Food and Agriculture Organization(国連食糧農業機関)の最新データによると、スリランカのパイナップル生産量は1961年の17,808トンから2023年の45,325トンまで推移してきました。この間、生産量には大きな増減が見られ、特に1979年の94,346トンと1983年の92,082トンがピークとなっています。しかし、それ以後は安定的な成長を示すことなく、減少や横ばいの期間が続いています。近年では2020年に一時的な回復を見せましたが、2023年には再び減少傾向に転じています。

年度 生産量(トン) 増減率
2023年 45,325
-14.27% ↓
2022年 52,869
7.66% ↑
2021年 49,106
-7.6% ↓
2020年 53,145
23.59% ↑
2019年 43,001
3.42% ↑
2018年 41,581
-17.95% ↓
2017年 50,675
4.69% ↑
2016年 48,407
-6.42% ↓
2015年 51,728
-6.89% ↓
2014年 55,558
-1.23% ↓
2013年 56,250
7.39% ↑
2012年 52,380
-18.38% ↓
2011年 64,176
21.02% ↑
2010年 53,030
7.02% ↑
2009年 49,550
-5.04% ↓
2008年 52,180
-2.1% ↓
2007年 53,300
-6.77% ↓
2006年 57,170
-2.21% ↓
2005年 58,460
1.35% ↑
2004年 57,680
18.05% ↑
2003年 48,860
-4.05% ↓
2002年 50,920
-0.37% ↓
2001年 51,110
23.1% ↑
2000年 41,520
6.05% ↑
1999年 39,150
-11.43% ↓
1998年 44,200
-25.54% ↓
1997年 59,363
-3.65% ↓
1996年 61,610
1.03% ↑
1995年 60,984
22.19% ↑
1994年 49,911
6.96% ↑
1993年 46,665
-8.74% ↓
1992年 51,136
23.21% ↑
1991年 41,503
0.36% ↑
1990年 41,353
-0.38% ↓
1989年 41,510
16.57% ↑
1988年 35,611
-6.61% ↓
1987年 38,130
-2.73% ↓
1986年 39,200
-6.21% ↓
1985年 41,796
-5.39% ↓
1984年 44,175
-52.03% ↓
1983年 92,082
128.91% ↑
1982年 40,227
-4.01% ↓
1981年 41,907
-8.2% ↓
1980年 45,651
-51.61% ↓
1979年 94,346
21.08% ↑
1978年 77,921
49.95% ↑
1977年 51,966
-17.71% ↓
1976年 63,148
29.51% ↑
1975年 48,758
10.71% ↑
1974年 44,041
5.87% ↑
1973年 41,599
10.11% ↑
1972年 37,779
1.12% ↑
1971年 37,360
-1.81% ↓
1970年 38,050
0.03% ↑
1969年 38,038
3.26% ↑
1968年 36,838
-17.37% ↓
1967年 44,580
39.69% ↑
1966年 31,913
6.38% ↑
1965年 30,000
9.63% ↑
1964年 27,366
7.51% ↑
1963年 25,455
29.67% ↑
1962年 19,630
10.23% ↑
1961年 17,808 -

スリランカのパイナップル生産推移を見ると、20世紀後半から21世紀にかけて独特の変動が見られます。1961年から1970年にかけては生産量が安定的に増加しており、30,000トンを超える水準を維持していました。その後、1979年に初めて90,000トンを超える大幅な増加が見られましたが、1980年代以降、生産量は波を打つように増減を繰り返し、これが長期的な成長の妨げとなっているように見受けられます。

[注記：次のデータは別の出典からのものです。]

PR #798, opened 2017-02-01
Spike refactor the app

chrisroos:
I'm using this spike to explore whether it's worth trying to simplify the app.

In this branch I:

* Remove some unused code that I came across
* Introduce some class methods to replace the `ManualsPublisherWiring`
* Remove `ManualsPublisherWiring` and `DependencyContainer`

I'm pushing up this work in progress branch to get some feedback about the approach.


app/lib/publishing_api.rb
```diff
@@ -0,0 +1,9 @@
+class PublishingApi
+  def self.instance
+    GdsApi::PublishingApi.new(
```
floehopper: I think it would be better to be consistent about memo-izing the singleton instance as you did for `RummagerApi` in [this commit][1], i.e. as per the implementation of [`SingletonDependency#get`][2].

[1]: 0aabc2e51d8135b88aad91751bfa7f991f00e3fd
[2]: https://github.com/alphagov/manuals-publisher/blob/0500169731a70ff35b615e1a599637f86d991e11/lib/dependency_container.rb#L82

app/lib/publishing_api.rb
```diff
@@ -1,3 +1,5 @@
+require "gds_api/publishing_api"
+
```
floehopper: I assume you intend to squash this into the previous commit...?

app/lib/publishing_api_v2.rb
```diff
@@ -0,0 +1,10 @@
+require "gds_api/publishing_api_v2"
+
+class PublishingApiV2
+  def self.instance
+    GdsApi::PublishingApiV2.new(
```
floehopper: [Same comment as before](https://github.com/alphagov/manuals-publisher/pull/798/commits/fcb49fcebc6dbd8c90af89bc2945273780f0e600#r98912390).

app/lib/organisations_api.rb
```diff
@@ -0,0 +1,7 @@
+require "gds_api/organisations"
+
+class OrganisationsApi
+  def self.instance
+    GdsApi::Organisations.new(ORGANISATIONS_API_BASE_PATH)
```
floehopper: [Same comment as before](https://github.com/alphagov/manuals-publisher/pull/798/commits/fcb49fcebc6dbd8c90af89bc2945273780f0e600#r98912390).

app/lib/rummager_api.rb
```diff
@@ -0,0 +1,7 @@
+require "gds_api/rummager"
+
+class RummagerApi
+  def self.instance
+    @rummager_api ||= GdsApi::Rummager.new(Plek.new.find("search"))
+  end
+end
```
h-lame: A pattern that other gov.uk apps have been using is a Services module that has class methods on it for each gds-api used by the app.  Might be worth pushing this as far as that too.  For example: https://github.com/alphagov/policy-publisher/blob/0f2fa349a043ae7acea37e22bbb08b57154fb30e/lib/services.rb

app/lib/publishing_api_v2.rb
h-lame: I'd be 100% surprised if we need `publishing_api` and `publishing_api_v2`.  I suspect we can drop the former, and rename the latter to `publishing_api`

app/lib/specialist_document_renderer.rb
```diff
@@ -0,0 +1,19 @@
...
+require "govspeak_to_html_renderer"
+
+class SpecialistDocumentRenderer
+  def self.create
+    ->(doc) {
+      pipeline = [
+        MarkdownAttachmentProcessor.method(:new),
+        SpecialistDocumentHeaderExtractor.create,
+        GovspeakToHTMLRenderer.create,
+      ]
```
h-lame: It feels like it might be a bug that this and the `ManualDocumentRenderer` you deal with in the next few commits are subtly different; this one doesn't do `FootnoteSomethingSomething` in its pipeline, but the `ManualDocumentRenderer` does.  We should check obviously, but I think we can get rid of this one and replace it's single use with an instance of the `ManualDocumentRenderer` instead.

h-lame:
I think what you've done so far looks good.  My comments are mostly about where you could push it further next if you plan to keep iterating on this spike.  If you think you're done for now though I don't think it would hurt to merge (maybe wait until #799 is merged and deployed though).

chrisroos:
Thanks for looking at this @floehopper and @h-lame.

Do you think it's worth the effort of tidying this branch up and merging it? Does the approach in general leave the code in an improved-enough state to warrant more work?

chrisroos:
Note that some of the early commits in this branch (those that remove code) have been moved to PR #801.

chrisroos:
I've rebased this on master and force pushed now that a number of the other PRs have been merged.

chrisroos:
I've rebased this branch on master, addressed some of the concerns raised in the comments and opened PR #808 which supersedes this PR.

app/lib/publishing_api.rb
floehopper: Addressed in ece3882d4b7384a8c084f05565c6b1933594a450.

app/lib/publishing_api.rb
floehopper: Addressed in ece3882d4b7384a8c084f05565c6b1933594a450.

app/lib/publishing_api_v2.rb
floehopper: > Same comment as before.

Addressed in 8592ac5ccbcc8b07f8e08240a132ee9a8f60835c.

floehopper: > I'd be 100% surprised if we need `publishing_api` and `publishing_api_v2`. I suspect we can drop the former, and rename the latter to `publishing_api`

Addressed by opening #809.

app/lib/rummager_api.rb
floehopper: Addressed by opening #811.

app/lib/specialist_document_renderer.rb
floehopper: Addresses by opening #810.

PR #799, opened 2017-02-01
Simplify ui around originally published at

h-lame:
For: https://trello.com/c/hvHGxTuD/94-change-published-date-in-manuals

As a follow up to the UI in #793 we tweak the UI slightly to simplify it based on feedback from folk better acquainted with the app and its users.

Highlights:

* the state lozenges now include "published with new draft" to distinguish draft manuals that have never been published from those that have been published in a previous edition

manuals publisher

* the publish button now lives in a panel that includes text describing the outcome (major vs. minor, how the updated at timestamp will change) or explaining why the publish button isn't present

manuals publisher-1

* the create UI for setting the first published at remains the same, but the edit UI no longer has the first choice ("this manual is new" vs "this manual was published elsewhere") and the second choice has been reworded.

manuals publisher-2

### DIFF
--- a/app/helpers/application_helper.rb
+++ b/app/helpers/application_helper.rb
@@ -2,13 +2,6 @@
 
 module ApplicationHelper
   def state(document)
-    state, classes = state_for_frontend(document)
-
-    content_tag(:span, state, class: classes).html_safe
-
-  end
-
-  def state_for_frontend(document)
     state = document.publication_state
 
     if %w(published withdrawn).include?(state) && document.draft?
@@ -20,10 +13,9 @@ module ApplicationHelper
     else
       classes = "label label-default"
     end
-    [state, classes]
-  end
 
-  module_function :state_for_frontend
+    content_tag(:span, state, class: classes).html_safe
+  end
 
   def show_preview?(item)
     if item.respond_to?(:documents)
@@ -96,10 +88,6 @@ module ApplicationHelper
 
   def content_preview_url(document)
     "#{Plek.current.find("draft-origin")}/#{document.slug}"
-  end
-
-  def finders_sorted_by_title
-    finders.sort_by {|_, value| value[:title] }
   end
 
   def publish_text(manual, slug_unique)
--- a/app/helpers/application_helper.rb
+++ b/app/helpers/application_helper.rb
@@ -102,4 +102,24 @@ module ApplicationHelper
     finders.sort_by {|_, value| value[:title] }
   end
 
+  def publish_text(manual, slug_unique)
+    if manual.state == "published"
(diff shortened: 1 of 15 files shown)


features/step_definitions/manual_steps.rb
```diff
@@ -716,3 +717,15 @@
     extra_attributes: manual_table_of_contents_attributes,
   )
 end
+
+Then(/^the manual is listed as (draft|published|published with new draft)$/) do |status|
+  visit manuals_path
+
+  # binding.pry if status == 'published with new draft'
```
NeilvB: ✂️  🙂

spec/lib/manual_update_type_spec.rb
```diff
@@ -0,0 +1,86 @@
+require "spec_helper"
+
+RSpec.describe ManualUpdateType do
```
NeilvB: Great, like how this refactor gives us more unit test coverage

app/helpers/application_helper.rb
```diff
@@ -102,4 +102,24 @@ def finders_sorted_by_title
     finders.sort_by {|_, value| value[:title] }
   end
 
+  def publish_text(manual, slug_unique)
+    if manual.state == "published"
+      text = "<p>There are no changes to publish.</p>"
+    elsif manual.state == "withdrawn"
+      text = "<p>The document is withdrawn. You need to create a new draft before it can be published.</p>"
```
NeilvB: Might it be better to refer to 'manual' rather than 'document' here?

app/helpers/application_helper.rb
```diff
@@ -102,4 +102,24 @@ def finders_sorted_by_title
...
+    elsif !current_user_can_publish?("manual")
+      text = "<p>You don't have permission to publish this document.</p>"
```
NeilvB: And here?

features/step_definitions/manual_steps.rb
h-lame: oops!

app/helpers/application_helper.rb
h-lame: Oh, yes.  I copied this almost directly from specialist-publisher but not with a critical enough eye.

features/step_definitions/manual_steps.rb
h-lame: done.

app/helpers/application_helper.rb
h-lame: done.

app/helpers/application_helper.rb
h-lame: done.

1979年や1983年の高い生産量の背景には、おそらく国内外の需要増加や農業政策、あるいは天候条件の良好さが関連した可能性があります。しかし、その後の二桁台の大幅な減少、特に1983年から1986年にかけては、国内の政情不安や内戦の影響が大きく、生産の持続可能性が大きく脅かされたことが考えられます。このような地政学的リスクは農業生産に大きな影響を与える要因として無視できません。同時に、それは産業の脆弱性を示す一端でもあります。

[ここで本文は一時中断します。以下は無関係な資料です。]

PR #800, opened 2017-02-01
Use Ruby keyword args instead of custom code

chrisroos:
A number of `initialize` methods were taking a hash parameter and then manually extracting required/optional parameters. I think it's clearer to use Ruby's keyword arguments to serve this same purpose.

This branch changes all but one instance (`Manual#initialize`) to use Ruby keyword args instead of custom code. I can't immediately see how to change `Manual#initialize` without also having to change the code that calls it.

We already had a mixture of regular args and keyword args in the code but making them more consistent is outside the scope of this PR.

### DIFF
--- a/app/lib/slug_generator.rb
+++ b/app/lib/slug_generator.rb
@@ -1,6 +1,6 @@
 class SlugGenerator
-  def initialize(dependencies)
-    @prefix = dependencies.fetch(:prefix)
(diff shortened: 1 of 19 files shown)


chrisroos:
Thanks @h-lame. I've rebased and force pushed in preparation for merging.

PR #802, opened 2017-02-01
Remove unused Cucumber steps

chrisroos:
I used `cucumber --format usage` to find and remove these unused steps.


chrisroos:
Thanks @h-lame!

PR #968, opened 2017-04-10
Inline manual repository into manual

chrisroos:
This PR removes the ManualRepository class. We do that in three steps: 

- First simplify and refactor the methods on ManualRepository to avoid moving redundant code
- Move the methods from ManualRepository onto Manual (which is the only class that calls them). We keep the specs as close as possible to the ones in ManualRepository at this point by isolating them within their own context in `manual_spec.rb`
- Refactor the Manual specs, dropping the heavy mocking and stubbing and relying on some FactoryGirl generated database objects to ensure the new methods on Manual are interfacing correctly with ManualRecord.

There's probably some more refactoring we could do for the Manual specs but I think they can be left for later.


chrislo:
I've rebased this on master and force pushed. I think it's ready for a review.

chrisroos:
This all looks good to me, @chrislo.

I have some minor suggestions about 4 commit messages but I'll leave it to you to decide whether you think the changes are worth making:

* Commit: "Inline ManualRepository#[] into Manual#find"
  * Reference commit "Inline ManualRepository#store into Manual#save" in the commit message to help someone looking at this commit in future.

* Commit "Inline ManualRepository#all into Manual#all"
  * Reference commit "Inline ManualRepository#store into Manual#save" in the commit message to help someone looking at this commit in future.

* Commit: "Move remaining ManualRepository methods to Manual"
  * Maybe rename commit subject to "Move ManualRepository#build_manual_for to Manual" and add a note about also adding the associated private methods.

* Commit: "Improve Manual#save tests"
  * Maybe copy the message from either the commit with subject "Improve Manual.find spec" or from the commit with subject "Improve specs for Manual.all".

chrisroos:
@chrislo: I don't seem to be able to review/approve this PR - presumably because I created it. I suggest you approve it and get it merged.

chrislo:
Thanks @chrisroos - I've improved the commit messages as you suggested. 

Force pushing before merging.

chrislo:
I'm going to wait until #976 is merged before fixing up this PR.

chrislo:
I'm going to remove the commits where I was experimenting with getting the build to pass, rebase, and force-push.

spec/models/manual_spec.rb
```diff
@@ -318,6 +318,117 @@
...
+        record = ManualRecord.where(manual_id: manual.id).first
+        edition = ManualRecord::Edition.where(
+          manual_record_id: record.id
+        ).first
+
+        expect(edition.title).to eq(manual.title)
+        expect(edition.summary).to eq(manual.summary)
+        expect(edition.body).to eq(manual.body)
+        expect(edition.state).to eq(manual.state)
+        # TODO: something better than `to_i` to compare times?
```
floehopper: It would be nice to get rid of this "TODO" as soon as possible.

Issue #861, opened 2017-03-13
Unexpected updates for The Highway Code on 1 Mar 2017


brenetic:
This problem was originally reported in [Zendesk ticket 1901209][zendesk-1901209] on 1 Mar 2017.

There are unexpected [updates listed for The Highway Code][highway-code-updates] against 1 March 2017.

We expect to see "Annex 5 Penalties" with a single change described as "Updated the penalty table to increase penalty points for using a hand-held mobile phone when driving from 3 to 6.".

We're also seeing:

* Road users requiring extra care (204 to 225)
  * Updated Rule 209 to add an image of the school bus road sign.
* Signals to other road users
  * New section added.
* Signals by authorised persons
  * New section added.
* Road markings
  * New section added.
* Vehicle markings
  * New section added.
* Annex 8. Safety code for new drivers
  * Updated the Pass Plus email address to passplus@dvsa.gov.uk

For all the updates on 1 March 2017 we're seeing two identical change notes, one with a timestamp of 2017-03-01T09:49:18Z and the other with a timestamp of 2017-03-01T11:03:18Z.

[highway-code-updates]: https://www.gov.uk/guidance/the-highway-code/updates
[zendesk-1901209]: https://govuk.zendesk.com/agent/tickets/1901209

chrisroos:
@brenetic: Do you know what's happening with this issue? I can see that the problem is also mentioned in [this Trello card](https://trello.com/c/JGuGBZD2/118-fix-update-date-in-manuals-publisher) but that the card's been archived today. Do you know whether I can close this issue?

chrisroos:
I've added a [comment to the Trello card to ask Liz L if this is being handled elsewhere](https://trello.com/c/JGuGBZD2/118-fix-update-date-in-manuals-publisher#comment-58e3c1b93e73079175ebc081).

brenetic:
@chrisroos I'm afraid I have not been keeping track of it. I had thought that Survey and Support were doing it? I can ask Liz L tomorrow

chrisroos:
I've spoken to Antonia (whose team is looking after manuals-publisher) and agreed to investigate this issue.

chrisroos:
I've updated the description of the issue now that I understand more about the problem.

chrisroos:
[...]

PR #973, opened 2017-04-13
Add migration to fix Highway Code change note data

chrisroos:
This is the first part of the fix for the problem described in issue
 #861.

There are unexpected updates listed for The Highway
Code[1] against 1 March 2017.

We expect to see "Annex 5 Penalties" with a single change described as
"Updated the penalty table to increase penalty points for using a
hand-held mobile phone when driving from 3 to 6.".

We're also seeing:

* Road users requiring extra care (204 to 225)
  * Updated Rule 209 to add an image of the school bus road sign.
* Signals to other road users
  * New section added.
* Signals by authorised persons
  * New section added.
* Road markings
  * New section added.
* Vehicle markings
  * New section added.
* Annex 8. Safety code for new drivers
  * Updated the Pass Plus email address to passplus@dvsa.gov.uk

For all the updates on 1 March 2017 we're seeing two identical change
notes, one with a timestamp of 2017-03-01T09:49:18Z and the other with a
timestamp of 2017-03-01T11:03:18Z.

The problem is due to duplicate "major update" `SectionEdition`s and
their change notes. The presence of these SectionEditions result in
"duplicate" `PublicationLog`s which are sent to the Publishing API as
change notes.

This migration updates the affected `SectionEdition`s to make them minor
changes and removes their changes notes.

We still need to rebuild the `PublicationLog`s and update the content in
the Publishing API but they will happen separately.

[1]: https://www.gov.uk/guidance/the-highway-code/updates

### DIFF
--- a/db/migrate/20170413112512_fix_change_note_data_for_the_highway_code.rb
+++ b/db/migrate/20170413112512_fix_change_note_data_for_the_highway_code.rb
@@ -1,0 +1,62 @@
+class FixChangeNoteDataForTheHighwayCode < Mongoid::Migration
+  def self.reset_change_note(section_slug, created_at)
+    SectionEdition.where(
+      slug: 'guidance/the-highway-code/' + section_slug,
+      created_at: created_at
+    ).each do |section_edition|
+      section_edition.update_attributes!(change_note: nil, minor_update: true)
+      edition_attributes = [
+        section_edition.id,
+        section_edition.title,
+        section_edition.created_at
+      ]
+      puts "Updated SectionEdition with attributes: #{edition_attributes.join(', ')}"
+    end
+  end
+
+  def self.up
+    created_at_0925 = Time.parse('2017-03-01 09:25:48')
+    created_at_1102 = Time.parse('2017-03-01 11:02:33')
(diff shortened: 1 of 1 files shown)


chrislo:
This looks good to me and I think it should work fine on production-like data. 

In development however I ran the migration and got:

```
13:17 $ be rake db:migrate
==  FixChangeNoteDataForTheHighwayCode: migrating =============================
rake aborted!
StandardError: An error has occurred, 20170413112512 and all later migrations canceled:

Only expected to find a single match, found 0
```

Which is caused by line 7 of the migration returning 0 results. Perhaps it could fail more gracefully in this situation?

chrislo:
I think it also might be worth mentioning in the commit note why there is no down migration - I think it would be possible to write one, but given that the data is bad, I'm not sure it's needed.

chrisroos:
Thanks @chrislo. I've updated the migration based on your feedback. Can you take another look when you have a moment, please?

chrislo:
Looks great!

chrisroos:
Thanks @chrislo! Merging now.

2000年代以降は、年間生産量が約40,000トンから60,000トンの範囲に収まる傾向が見られます。この範囲での変動には、輸出需要や国内の消費動向、あるいは気候変動の影響が関与しているかもしれません。近年、スリランカは経済的な困難や生産コストの上昇の影響を受けており、2020年には53,145トンと短期間の増加を見せたものの、2023年には45,325トンと再び減少傾向にあります。

これらの推移を踏まえると、スリランカにおけるパイナップル生産にはいくつかの課題が浮き彫りになります。第一に、生産の波は農業の安定性を損ない、持続可能な経済成長の実現を困難にしています。第二に、農地の利用効率や生産技術の向上が必要であり、特に気候変動に伴う異常気象に対応できる農法が求められます。また、世界市場での競争力を維持するためには、品質向上や輸出促進策も不可欠です。

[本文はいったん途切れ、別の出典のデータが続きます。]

PR #974, opened 2017-04-13
WIP: Investigating build failures on CI

chrisroos:
Anecdotally it feels as though we've seen an increase in build failures recently.

My guess is that it's related to PR #959 that switched us to using the standard Jenkinsfile.

The standard Jenkinsfile only drops/creates/loads the database schema if config/database.yml exists (see [line 155][line-155]. I _think_ this means that our Mongo database is hanging around between tests.

I don't understand why we're only seeing some builds fail. I think I'd expect to see them all fail if the database really is persisting between runs.

This is a work in progress as I need to revisit the final change (dropping the database in `beforeTest`) to see whether that's the right/best thing to do.

[line-155]: https://github.com/alphagov/govuk-puppet/blob/c439fe32a2c0aebf2b0941f3cab4960d2f183ae5/modules/govuk_jenkins/files/var/lib/jenkins/groovy_scripts/govuk_jenkinslib.groovy#L155

### DIFF
--- a/Jenkinsfile
+++ b/Jenkinsfile
@@ -9,7 +9,7 @@ node {
     beforeTest: {
       govuk.setEnvar("TEST_COVERAGE", "true")
       stage("Set up the database") {
-        runRakeTask("db:drop db:create db:schema:load")
+        runRakeTask("db:drop")
       }
     }
   )
--- a/Jenkinsfile
+++ b/Jenkinsfile
@@ -8,6 +8,9 @@ node {
     sassLint: false,
     beforeTest: {
       govuk.setEnvar("TEST_COVERAGE", "true")
+      stage("Set up the database") {
+        runRakeTask("db:drop db:create db:schema:load")
+      }
     }
   )
 }
--- a/Jenkinsfile
+++ b/Jenkinsfile
@@ -9,7 +9,7 @@ node {
     beforeTest: {
       govuk.setEnvar("TEST_COVERAGE", "true")
       stage("Set up the database") {
-        sh("bundle exec rake db:drop")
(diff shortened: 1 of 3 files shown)


chrisroos:
This most recent failure might be interesting to investigate - https://ci.integration.publishing.service.gov.uk/job/manuals-publisher/job/investigating-build-failures-on-ci/14/console.

chrislo:
I left the following comments on slack:

```
We've been having some problems with intermittent build failures on CI on the `manuals-publisher` project. For example build https://ci.integration.publishing.service.gov.uk/job/manuals-publisher/job/inline-manual-repository-into-manual/14/ and https://ci.integration.publishing.service.gov.uk/job/manuals-publisher/job/inline-manual-repository-into-manual/15/ build the same (I *think*) code but one build passed, the other failed.

The failure was caused by what looks like stale data in the mongo database.

[3:05] 
We're using "database cleaner" which should prevent this - but I wondered if anyone else has seen the issue before? The only difference I could see is that #14 ran on `ci-agent-2` whereas #15 ran on `ci-agent-4` - but that could be coincidental.
```

```
Chris Lowis [3:26 PM] 
I've just seen the same issue triggering the build manually. https://ci.integration.publishing.service.gov.uk/job/manuals-publisher/job/inline-manual-repository-into-manual/18/ ran on `ci-agent-3` and passed. https://ci.integration.publishing.service.gov.uk/job/manuals-publisher/job/inline-manual-repository-into-manual/17/ ran on `ci-agent-4` and failed. Any ideas?
```

chrislo:
I believe the build failures should have been fixed by #976

chrisroos:
Good work @chrislo! I'm going to close this PR.

PR #977, opened 2017-04-20
Inline SectionBuilder into Manual

chrisroos:
I don't think the `SectionBuilder` was adding any real value and that removing it makes the code easier to understand.


chrisroos:
Thanks @floehopper. I'll get this merged.

PR #978, opened 2017-04-20
Inline ManualBuilder into Manual

chrisroos:
I don't think the ManualBuilder was adding any real value and think that removing it makes the code easier to understand.


chrisroos:
Thanks @chrislo!

Issue #809, opened 2017-02-23
Remove Services.publishing_api


chrisroos:
As per [@h-lame's comment on PR #798](https://github.com/alphagov/manuals-publisher/pull/798#discussion_r98922123):

> I'd be 100% surprised if we need publishing_api and publishing_api_v2. I suspect we can drop the former, and rename the latter to publishing_api

---

Update 4 Apr 17

We're no longer using v1 of the Publishing API in manuals-publisher so it can be removed. Once removed we should probably rename `Services.publishing_api_v2` to `.publishing_api`.

h-lame:
I am willing to say that the answer here is "no, we don't need to" and (without cheking) that the code is only using v2.  v1 is effectively, if not officially deprecated.

floehopper:
I attempted to remove all use of v1 Publishing API in #832, but did not completely succeed because of #851. If we can fix the latter or remove the relevant script then we should be able to close this issue.

chrisroos:
PR #903 addresses issue #851 and, in doing so, removes the last occurrences of v1 of the Publishing API. If/when PR #903 if merged we should be able to resolve this issue by removing `Services#publishing_api`.

chrisroos:
PR #903 has been merged so I think we can now remove all occurrences of Publishing API v1.

@floehopper: You're currently assigned to this issue. Are you planning to do the work or is it up for grabs for anyone to do?

chrisroos:
@floehopper has confirmed in Slack that he's not actively working on this so I'm going to remove him from this issue.

chrisroos:
I've updated the title now that we know we can remove v1 of the Publishing API from this app.

chrisroos:
I've opened PR #979 to address this issue.

chrisroos:
I've just merged PR #979 which resolves this issue.

PR #979, opened 2017-04-20
Remove Publishing API v1 client

chrisroos:
This removes `Services.publishing_api` and renames `Services.publishing_api_v2` to `Services.publishing_api` now that we're only using a single version of the Publishing API.

This address issue #809.


chrisroos:
Thanks @floehopper. I'll rebase and get it merged.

将来に向けた具体的な対策としては、まず気候変動に対応した作物管理方法の導入が挙げられます。これには、灌漑システムの改良や耐乾性品種の開発などが含まれます。また、国内の農家を支援するための技術研修や補助金による生産効率の向上にも力を注ぐべきです。さらに、パイナップルを原材料とする加工食品の生産を拡大させ、付加価値の高い生産物を通じて、経済的利益を増幅させることが可能です。

国際市場への輸出を見据えた場合、競争力のある価格設定や品質規格を満たす必要があります。このため、地域間協力の推進によって供給網の改善や輸出インフラの強化を図るのが有効です。たとえば、近隣諸国や主要貿易パートナーとの貿易協定を活用し、市場の需要に応える柔軟な供給体制を整えることが求められます。

結論として、スリランカのパイナップル生産はこれまでに成長のピークや減退を経験しており、今後の持続可能な成長には政策的な支援と技術革新が鍵となります。特に、農業環境の改善と輸出促進政策を軸に据えた取り組みが重要です。これにより、国内農業の復興とともに、スリランカのパイナップル産業のさらなる進化が期待できるでしょう。